→ **Aim of the task**: What the task needs is the data below, written out verbatim.

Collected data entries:
----------------------------------------

Issue #1993, opened 2025-11-11
FR: global read-only flag


andrii-suse:
**Is your feature request related to a problem? Please describe.**
While experimenting with or using osc there is a danger to accidentally invoke API that makes changes due to user mistake or some programming bug

**Describe the solution you'd like**
Having a global "read only" flag can forbid any PUT / POST / DELETE requests sent to the remote.

**Describe alternatives you've considered**
In addition it can be a new command as well e.g. `oscR` that will be the same as `osc` just enforce the flag.

**Additional context**
-

andrii-suse:
> How about setting an environmental variable? That would work for both CLI and the library. `OSC_CONNECTION_GET_ONLY=1`? Or do you have a better idea for the name?

https://github.com/openSUSE/osc/pull/2007

PR #2007, opened 2025-11-28
Add environment variable OSC_HTTP_MANUAL_APPROVE

andrii-suse:
Fixes: #1993

### DIFF
--- a/osc/connection.py
+++ b/osc/connection.py
@@ -342,13 +342,32 @@ def http_request(method: str, url: str, headers=None, data=None, file=None):
         http.client.print(40 * '-')
         http.client.print(method, url)
 
-    if method != "GET" and os.environ['OSC_HTTP_MANUAL_APPROVE']:
-        print("osc is going to send "+ method +" request to " + urlopen_url)
+    if method not in ("GET", "HEAD") and conf.config.http_manual_approve:
+        print(f"Sending HTTP request: {method} {urlopen_url}")
         if data:
-            print(data.decode("utf-8"))
-        y = input("press 'y' to continue or any other key to cancel")
-        if y != 'y' and y != 'Y':
-            raise Exception("Manual abort")
+            print("Data:")
+
+            if file:
+                data_str = file.read()
+                file.seek(0)
+            else:
+                data_str = data
+
+            try:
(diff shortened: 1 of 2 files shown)


osc/connection.py
```diff
@@ -342,6 +342,14 @@ def http_request(method: str, url: str, headers=None, data=None, file=None):
         http.client.print(40 * '-')
         http.client.print(method, url)
 
+    if method != "GET" and os.environ['OSC_HTTP_MANUAL_APPROVE']:
```
dmach: `os.environ['OSC_HTTP_MANUAL_APPROVE']` may raise KeyError.

osc/connection.py
```diff
@@ -342,6 +342,14 @@ def http_request(method: str, url: str, headers=None, data=None, file=None):
...
+        print("osc is going to send "+ method +" request to " + urlopen_url)
```
dmach: Could you use a f-string instead?
Maybe drop this print and rely on the prompt below?

osc/connection.py
```diff
@@ -342,6 +342,14 @@ def http_request(method: str, url: str, headers=None, data=None, file=None):
...
+        if data:
+            print(data.decode("utf-8"))
```
dmach: This may fail. It is not guaranteed that the data is utf-8 text.

osc/connection.py
```diff
@@ -342,6 +342,14 @@ def http_request(method: str, url: str, headers=None, data=None, file=None):
...
+        y = input("press 'y' to continue or any other key to cancel")
+        if y != 'y' and y != 'Y':
+            raise Exception("Manual abort")
+
```
dmach: We should use functions and exceptions osc already offers:
(please excuse the wrong indendation, I've copied the code from a different place and slightly modified it to fit the scenario)

```
               from .output import get_user_input

               reply = get_user_input(
                    f"Do you want to  make '{method}' request to '{urlopen_url}'?",
                    answers={"y": "yes", "n": "no"},
                    default_answer="n",
                )
                if reply == "n":
                    raise oscerr.UserAbort()
```

dmach (changes requested):

Issue #1999, opened 2025-11-16
pr create in a non-forked repository


fwag:
It's not possible at the moment to create a PR in a non-forked repository.
Parameters --target-owner,--target-repo are missing (the default may be the same owner/repo)

```
Traceback (most recent call last):
  File "/usr/bin/git-obs", line 34, in <module>
    sys.exit(load_entry_point('osc==1.22.0', 'console_scripts', 'git-obs')())
             ~~~~~~~~~~~~~~~~~~~~~~~~~~~~~~~~~~~~~~~~~~~~~~~~~~~~~~~~~~~~~^^
  File "/usr/lib/python3.13/site-packages/osc/commandline_git.py", line 312, in main
    GitObsMainCommand.main()
    ~~~~~~~~~~~~~~~~~~~~~~^^
  File "/usr/lib/python3.13/site-packages/osc/commandline_git.py", line 251, in main
    exit_code = cmd.run(args)
  File "/usr/lib/python3.13/site-packages/osc/commandline_common.py", line 221, in run
    return cmd.run(args)
           ~~~~~~~^^^^^^
  File "/usr/lib/python3.13/site-packages/osc/commands_git/pr_create.py", line 106, in run
    target_owner = source_repo_obj.parent_obj.owner
                   ^^^^^^^^^^^^^^^^^^^^^^^^^^^^^^^^
AttributeError: 'NoneType' object has no attribute 'owner'
```

temporary fix

```
        if source_repo_obj.parent_obj is None:
            target_owner = source_owner
            target_repo = source_repo
        else:
            target_owner = source_repo_obj.parent_obj.owner
            target_repo = source_repo_obj.parent_obj.repo
```

PR #2013, opened 2025-12-08
Fix 'git-obs pr create' when the source repo is not a fork

dmach:
Fixes: #1999 

Depends on: https://github.com/go-gitea/gitea/issues/36116


dmach:
If you specify --target-owner and --target-branch, it allows creating PR to the same repo.
I think this is good to go. Merging.

PR #2022, opened 2025-12-18
Error handling for project wide trigger

adrianschroeter:
We don't support this on the server side, so don't silently eat the argument.


dmach:
Force-pushed a change that fixes pylint errors about undefined `project` and `package` variables.
Those were not entirely correct, but the changed code is the right thing to do and fixes the reported errors as well.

----------------------------------------

→ **Written answer**:
Issue #1993, opened 2025-11-11
FR: global read-only flag


andrii-suse:
**Is your feature request related to a problem? Please describe.**
While experimenting with or using osc there is a danger to accidentally invoke API that makes changes due to user mistake or some programming bug

**Describe the solution you'd like**
Having a global "read only" flag can forbid any PUT / POST / DELETE requests sent to the remote.

**Describe alternatives you've considered**
In addition it can be a new command as well e.g. `oscR` that will be the same as `osc` just enforce the flag.

**Additional context**
-

andrii-suse:
> How about setting an environmental variable? That would work for both CLI and the library. `OSC_CONNECTION_GET_ONLY=1`? Or do you have a better idea for the name?

https://github.com/openSUSE/osc/pull/2007

PR #2007, opened 2025-11-28
Add environment variable OSC_HTTP_MANUAL_APPROVE

andrii-suse:
Fixes: #1993

### DIFF
--- a/osc/connection.py
+++ b/osc/connection.py
@@ -342,13 +342,32 @@ def http_request(method: str, url: str, headers=None, data=None, file=None):
         http.client.print(40 * '-')
         http.client.print(method, url)
 
-    if method != "GET" and os.environ['OSC_HTTP_MANUAL_APPROVE']:
-        print("osc is going to send "+ method +" request to " + urlopen_url)
+    if method not in ("GET", "HEAD") and conf.config.http_manual_approve:
+        print(f"Sending HTTP request: {method} {urlopen_url}")
         if data:
-            print(data.decode("utf-8"))
-        y = input("press 'y' to continue or any other key to cancel")
-        if y != 'y' and y != 'Y':
-            raise Exception("Manual abort")
+            print("Data:")
+
+            if file:
+                data_str = file.read()
+                file.seek(0)
+            else:
+                data_str = data
+
+            try:
(diff shortened: 1 of 2 files shown)


osc/connection.py
```diff
@@ -342,6 +342,14 @@ def http_request(method: str, url: str, headers=None, data=None, file=None):
         http.client.print(40 * '-')
         http.client.print(method, url)
 
+    if method != "GET" and os.environ['OSC_HTTP_MANUAL_APPROVE']:
```
dmach: `os.environ['OSC_HTTP_MANUAL_APPROVE']` may raise KeyError.

osc/connection.py
```diff
@@ -342,6 +342,14 @@ def http_request(method: str, url: str, headers=None, data=None, file=None):
...
+        print("osc is going to send "+ method +" request to " + urlopen_url)
```
dmach: Could you use a f-string instead?
Maybe drop this print and rely on the prompt below?

osc/connection.py
```diff
@@ -342,6 +342,14 @@ def http_request(method: str, url: str, headers=None, data=None, file=None):
...
+        if data:
+            print(data.decode("utf-8"))
```
dmach: This may fail. It is not guaranteed that the data is utf-8 text.

osc/connection.py
```diff
@@ -342,6 +342,14 @@ def http_request(method: str, url: str, headers=None, data=None, file=None):
...
+        y = input("press 'y' to continue or any other key to cancel")
+        if y != 'y' and y != 'Y':
+            raise Exception("Manual abort")
+
```
dmach: We should use functions and exceptions osc already offers:
(please excuse the wrong indendation, I've copied the code from a different place and slightly modified it to fit the scenario)

```
               from .output import get_user_input

               reply = get_user_input(
                    f"Do you want to  make '{method}' request to '{urlopen_url}'?",
                    answers={"y": "yes", "n": "no"},
                    default_answer="n",
                )
                if reply == "n":
                    raise oscerr.UserAbort()
```

dmach (changes requested):

Issue #1999, opened 2025-11-16
pr create in a non-forked repository


fwag:
It's not possible at the moment to create a PR in a non-forked repository.
Parameters --target-owner,--target-repo are missing (the default may be the same owner/repo)

```
Traceback (most recent call last):
  File "/usr/bin/git-obs", line 34, in <module>
    sys.exit(load_entry_point('osc==1.22.0', 'console_scripts', 'git-obs')())
             ~~~~~~~~~~~~~~~~~~~~~~~~~~~~~~~~~~~~~~~~~~~~~~~~~~~~~~~~~~~~~^^
  File "/usr/lib/python3.13/site-packages/osc/commandline_git.py", line 312, in main
    GitObsMainCommand.main()
    ~~~~~~~~~~~~~~~~~~~~~~^^
  File "/usr/lib/python3.13/site-packages/osc/commandline_git.py", line 251, in main
    exit_code = cmd.run(args)
  File "/usr/lib/python3.13/site-packages/osc/commandline_common.py", line 221, in run
    return cmd.run(args)
           ~~~~~~~^^^^^^
  File "/usr/lib/python3.13/site-packages/osc/commands_git/pr_create.py", line 106, in run
    target_owner = source_repo_obj.parent_obj.owner
                   ^^^^^^^^^^^^^^^^^^^^^^^^^^^^^^^^
AttributeError: 'NoneType' object has no attribute 'owner'
```

temporary fix

```
        if source_repo_obj.parent_obj is None:
            target_owner = source_owner
            target_repo = source_repo
        else:
            target_owner = source_repo_obj.parent_obj.owner
            target_repo = source_repo_obj.parent_obj.repo
```

PR #2013, opened 2025-12-08
Fix 'git-obs pr create' when the source repo is not a fork

dmach:
Fixes: #1999 

Depends on: https://github.com/go-gitea/gitea/issues/36116


dmach:
If you specify --target-owner and --target-branch, it allows creating PR to the same repo.
I think this is good to go. Merging.

PR #2022, opened 2025-12-18
Error handling for project wide trigger

adrianschroeter:
We don't support this on the server side, so don't silently eat the argument.


dmach:
Force-pushed a change that fixes pylint errors about undefined `project` and `package` variables.
Those were not entirely correct, but the changed code is the right thing to do and fixes the reported errors as well.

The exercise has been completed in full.